The following entries are to be retyped in full, exactly as written.
===== Input material =====
PR #140, opened 2024-01-17
Add Synapse Stats Exporter

amandahla:
### Overview

In order to collect and monitor the number of users and rooms in the Synapse instance, this PR install the synapse-stats-exporter so the metrics can be extracted by Prometheus.

Also, it refactors how the charm handle the admin_access_token.

Before the refactor, the admin access token was handled only by the charm and used by Mjolnir.

But since the Stats Exporter needs it too, it was complex to let this in the charm instead of letting the Synapse module handle it.

So what happens now?

- start event is emitted meaning that (hopefully) the workload was started (not just the container)
- If the admin access token already exists (as a secret or as peer data), start the Stats Exporter and return
- If the admin access token doesn't exist, create it via create_admin_user and save it in the charm_state

- Mjolnir and Stats Exporter will get the admin_access_token via charm_state
- Also, Mjolnir will create the user using the create_user available in the synapse module instead of calling actions.register_user (that didn't make much sense)

This is how the modules depend on each other now:

image

### Rationale

Collect Synapse statistics.

### Juju Events Changes

N/A

### Module Changes

Pebble module has a new layer.

### Library Changes

N/A

### Checklist

Documentation should be updated after the exporter being available.


src/charm.py
```diff
@@ -181,6 +181,94 @@ def _on_synapse_nginx_pebble_ready(self, _: ops.HookEvent) -> None:
...
+
+    def _on_start(self, _: ops.HookEvent) -> None:
+        """Handle start event."""
+        if self.get_admin_access_token():
+            self._start_synapse_stats_exporter()
+            return
+        # Since Synapse is ready, the charm can create the admin access token
+        container = self.unit.get_container(synapse.SYNAPSE_CONTAINER_NAME)
+        if not container.can_connect():
+            self.unit.status = ops.MaintenanceStatus("Waiting for Synapse pebble")
```
javierdelapuente, line 261: Not sure handling this logic only in this event will be problematic. I just tested on my machine, and randomly the event `pebble_ready` comes after the `start` event. If that happens, then the exported will not be planned.

image

src/charm.py
```diff
@@ -107,7 +107,7 @@ def change_config(self) -> None:
             return
         self.model.unit.status = ops.MaintenanceStatus("Configuring Synapse")
         try:
-            self.pebble_service.change_config(container)
+            self.pebble_service.change_config(container=container)
```
merkata, line 110: Just out of curiosity, why the change here, is it purely cosmetic?

src/charm.py
```diff
@@ -181,6 +181,94 @@ def _on_synapse_nginx_pebble_ready(self, _: ops.HookEvent) -> None:
...
         self._set_unit_status()
 
+    def _get_peer_relation(self) -> typing.Optional[ops.Relation]:
+        """Get peer relation.
+
+        Returns:
+            Relation or not if is not found.
+        """
+        peer_relation = self.model.get_relation(PEER_RELATION_NAME)
+        return peer_relation
```
merkata, line 191: Do we usually do this? I'd rather `return self.model.get_relation(PEER_RELATION_NAME)` directly, though this is perfectly fine as well.

src/charm.py
```diff
@@ -181,6 +181,94 @@ def _on_synapse_nginx_pebble_ready(self, _: ops.HookEvent) -> None:
...
+            secret = self.app.add_secret({SECRET_KEY: access_token})
+            peer_relation.data[self.app].update({SECRET_ID: secret.id})
+        else:
+            logger.debug("Adding peer data")
+            peer_relation.data[self.app].update({SECRET_KEY: access_token})
+
+    def _on_start(self, _: ops.HookEvent) -> None:
+        """Handle start event."""
+        if self.get_admin_access_token():
+            self._start_synapse_stats_exporter()
```
merkata, line 256: Doesn'g mjolnir require an access token as well? Should it be added here?

src/mjolnir.py
```diff
@@ -57,11 +56,11 @@ def _admin_access_token(self) -> typing.Optional[str]:
         Returns:
             admin access token or None if fails.
         """
-        get_admin_access_token = getattr(self._charm, "get_admin_access_token", None)
-        if not get_admin_access_token:
+        access_token = self._charm_state.synapse_config.admin_access_token
+        if not access_token:
             logging.error("Failed to get method get_admin_access_token.")
```
merkata, line 61: That error can be reworked now due to the change.

src/synapse/admin.py
```diff
@@ -0,0 +1,74 @@
...
+    # access_token.
+    # But to do that it needs an admin user and we don't have one yet.
+    # So, to be on the safe side, the user name is randomly generated and if for any reason
+    # there is no access token on peer data/secret, another user will be created.
+    #
+    # Using 16 to create a random value but to  be secure against brute-force attacks,
+    # please check the docs:
+    # https://docs.python.org/3/library/secrets.html#how-many-bytes-should-tokens-use
+    username = token_hex(16)
+    return create_user(container, username=username, admin=True)
```
merkata, line 41: `container=container` for consistency sake?

synapse_rock/rockcraft.yaml
```diff
@@ -49,6 +49,9 @@ parts:
             - xmlsec1
         stage-snaps:
             - mjolnir/latest/edge
+            - synapse-stats-exporter/latest/edge
+            - matrix-appservice-irc/latest/edge
+            - synapse-stats-exporter/latest/edge
```
merkata, line 54: duplicate with line 52?

merkata (commented):
Good start, left some minor comments, interested to see the tests on this.

src/charm.py
amandahla: My bad, I changed this while trying the idea of passing the token as a parameter and then left as a named parameter. Reverted, thanks!

src/charm.py
amandahla: Agree, changed!

src/charm.py
amandahla: Yes, Mjolnir requires it too.

- If Mjolnir is enabled, the charm will instantiate a Mjolnir class passing state as parameter
- The class observes the collect status event that will check for the requirements and enable Mjolnir when everything is set

src/mjolnir.py
amandahla: Right now if the admin access token is None, the charm will be put on MaintenanceStatus. Do you think it should be changed?

self._charm.unit.status = ops.MaintenanceStatus(
                "Failed to get admin access token. Please, check the logs."
            )

src-docs/charm.py.md
```diff
@@ -18,7 +18,11 @@ Charm for Synapse on kubernetes.
 ## <kbd>class</kbd> `SynapseCharm`
 Charm the service. 
 
+<<<<<<< HEAD
```
nrobinaubertin, line 21: left-over from merge

src/pebble.py
```diff
@@ -73,6 +73,22 @@ def replan_mjolnir(self, container: ops.model.Container) -> None:
...
+        """Replan Synapse StatsExporter service.
+
+        Args:
+            container: Charm container.
+        """
+        access_token = self._charm_state.synapse_config.admin_access_token
+        if not access_token:
+            logger.warning("Admin Access Token is none, skipping Stats Exporter start.")
+        layer = self._stats_exporter_pebble_layer
+        layer["services"][synapse.STATS_EXPORTER_SERVICE_NAME]["environment"] = {
```
nrobinaubertin, line 86: It would make more sens to me to have that in the function that creates the stats_exporter layer. But then it couldn't be a property anymore. Why are we defining those create-layer-functions as properties ?

src-docs/charm.py.md
amandahla: Thanks, for some reason I lost my pre-commit config :| Now is fixed.

src/pebble.py
amandahla: IMHO The main reason for being properties is to dynamically create the environment, for example, every time the attribute is called. I think there is no significant change in performance but makes the code easier to read.

nrobinaubertin (dismissed):

src/pebble.py
nrobinaubertin: I'm not sure that I like the property decorator in those cases but it's a stylistic choice (I'm not sure that I like decorators in general).

javierdelapuente (dismissed):

amandahla:
I'm closing this PR in favor of splitting the changes into smaller ones. This is already too messy.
=====
◆ **Exercise solution**:
PR #140, opened 2024-01-17
Add Synapse Stats Exporter

amandahla:
### Overview

In order to collect and monitor the number of users and rooms in the Synapse instance, this PR install the synapse-stats-exporter so the metrics can be extracted by Prometheus.

Also, it refactors how the charm handle the admin_access_token.

Before the refactor, the admin access token was handled only by the charm and used by Mjolnir.

But since the Stats Exporter needs it too, it was complex to let this in the charm instead of letting the Synapse module handle it.

So what happens now?

- start event is emitted meaning that (hopefully) the workload was started (not just the container)
- If the admin access token already exists (as a secret or as peer data), start the Stats Exporter and return
- If the admin access token doesn't exist, create it via create_admin_user and save it in the charm_state

- Mjolnir and Stats Exporter will get the admin_access_token via charm_state
- Also, Mjolnir will create the user using the create_user available in the synapse module instead of calling actions.register_user (that didn't make much sense)

This is how the modules depend on each other now:

image

### Rationale

Collect Synapse statistics.

### Juju Events Changes

N/A

### Module Changes

Pebble module has a new layer.

### Library Changes

N/A

### Checklist

Documentation should be updated after the exporter being available.


src/charm.py
```diff
@@ -181,6 +181,94 @@ def _on_synapse_nginx_pebble_ready(self, _: ops.HookEvent) -> None:
...
+
+    def _on_start(self, _: ops.HookEvent) -> None:
+        """Handle start event."""
+        if self.get_admin_access_token():
+            self._start_synapse_stats_exporter()
+            return
+        # Since Synapse is ready, the charm can create the admin access token
+        container = self.unit.get_container(synapse.SYNAPSE_CONTAINER_NAME)
+        if not container.can_connect():
+            self.unit.status = ops.MaintenanceStatus("Waiting for Synapse pebble")
```
javierdelapuente, line 261: Not sure handling this logic only in this event will be problematic. I just tested on my machine, and randomly the event `pebble_ready` comes after the `start` event. If that happens, then the exported will not be planned.

image

src/charm.py
```diff
@@ -107,7 +107,7 @@ def change_config(self) -> None:
             return
         self.model.unit.status = ops.MaintenanceStatus("Configuring Synapse")
         try:
-            self.pebble_service.change_config(container)
+            self.pebble_service.change_config(container=container)
```
merkata, line 110: Just out of curiosity, why the change here, is it purely cosmetic?

src/charm.py
```diff
@@ -181,6 +181,94 @@ def _on_synapse_nginx_pebble_ready(self, _: ops.HookEvent) -> None:
...
         self._set_unit_status()
 
+    def _get_peer_relation(self) -> typing.Optional[ops.Relation]:
+        """Get peer relation.
+
+        Returns:
+            Relation or not if is not found.
+        """
+        peer_relation = self.model.get_relation(PEER_RELATION_NAME)
+        return peer_relation
```
merkata, line 191: Do we usually do this? I'd rather `return self.model.get_relation(PEER_RELATION_NAME)` directly, though this is perfectly fine as well.

src/charm.py
```diff
@@ -181,6 +181,94 @@ def _on_synapse_nginx_pebble_ready(self, _: ops.HookEvent) -> None:
...
+            secret = self.app.add_secret({SECRET_KEY: access_token})
+            peer_relation.data[self.app].update({SECRET_ID: secret.id})
+        else:
+            logger.debug("Adding peer data")
+            peer_relation.data[self.app].update({SECRET_KEY: access_token})
+
+    def _on_start(self, _: ops.HookEvent) -> None:
+        """Handle start event."""
+        if self.get_admin_access_token():
+            self._start_synapse_stats_exporter()
```
merkata, line 256: Doesn'g mjolnir require an access token as well? Should it be added here?

src/mjolnir.py
```diff
@@ -57,11 +56,11 @@ def _admin_access_token(self) -> typing.Optional[str]:
         Returns:
             admin access token or None if fails.
         """
-        get_admin_access_token = getattr(self._charm, "get_admin_access_token", None)
-        if not get_admin_access_token:
+        access_token = self._charm_state.synapse_config.admin_access_token
+        if not access_token:
             logging.error("Failed to get method get_admin_access_token.")
```
merkata, line 61: That error can be reworked now due to the change.

src/synapse/admin.py
```diff
@@ -0,0 +1,74 @@
...
+    # access_token.
+    # But to do that it needs an admin user and we don't have one yet.
+    # So, to be on the safe side, the user name is randomly generated and if for any reason
+    # there is no access token on peer data/secret, another user will be created.
+    #
+    # Using 16 to create a random value but to  be secure against brute-force attacks,
+    # please check the docs:
+    # https://docs.python.org/3/library/secrets.html#how-many-bytes-should-tokens-use
+    username = token_hex(16)
+    return create_user(container, username=username, admin=True)
```
merkata, line 41: `container=container` for consistency sake?

synapse_rock/rockcraft.yaml
```diff
@@ -49,6 +49,9 @@ parts:
             - xmlsec1
         stage-snaps:
             - mjolnir/latest/edge
+            - synapse-stats-exporter/latest/edge
+            - matrix-appservice-irc/latest/edge
+            - synapse-stats-exporter/latest/edge
```
merkata, line 54: duplicate with line 52?

merkata (commented):
Good start, left some minor comments, interested to see the tests on this.

src/charm.py
amandahla: My bad, I changed this while trying the idea of passing the token as a parameter and then left as a named parameter. Reverted, thanks!

src/charm.py
amandahla: Agree, changed!

src/charm.py
amandahla: Yes, Mjolnir requires it too.

- If Mjolnir is enabled, the charm will instantiate a Mjolnir class passing state as parameter
- The class observes the collect status event that will check for the requirements and enable Mjolnir when everything is set

src/mjolnir.py
amandahla: Right now if the admin access token is None, the charm will be put on MaintenanceStatus. Do you think it should be changed?

self._charm.unit.status = ops.MaintenanceStatus(
                "Failed to get admin access token. Please, check the logs."
            )

src-docs/charm.py.md
```diff
@@ -18,7 +18,11 @@ Charm for Synapse on kubernetes.
 ## <kbd>class</kbd> `SynapseCharm`
 Charm the service. 
 
+<<<<<<< HEAD
```
nrobinaubertin, line 21: left-over from merge

src/pebble.py
```diff
@@ -73,6 +73,22 @@ def replan_mjolnir(self, container: ops.model.Container) -> None:
...
+        """Replan Synapse StatsExporter service.
+
+        Args:
+            container: Charm container.
+        """
+        access_token = self._charm_state.synapse_config.admin_access_token
+        if not access_token:
+            logger.warning("Admin Access Token is none, skipping Stats Exporter start.")
+        layer = self._stats_exporter_pebble_layer
+        layer["services"][synapse.STATS_EXPORTER_SERVICE_NAME]["environment"] = {
```
nrobinaubertin, line 86: It would make more sens to me to have that in the function that creates the stats_exporter layer. But then it couldn't be a property anymore. Why are we defining those create-layer-functions as properties ?

src-docs/charm.py.md
amandahla: Thanks, for some reason I lost my pre-commit config :| Now is fixed.

src/pebble.py
amandahla: IMHO The main reason for being properties is to dynamically create the environment, for example, every time the attribute is called. I think there is no significant change in performance but makes the code easier to read.

nrobinaubertin (dismissed):

src/pebble.py
nrobinaubertin: I'm not sure that I like the property decorator in those cases but it's a stylistic choice (I'm not sure that I like decorators in general).

javierdelapuente (dismissed):

amandahla:
I'm closing this PR in favor of splitting the changes into smaller ones. This is already too messy.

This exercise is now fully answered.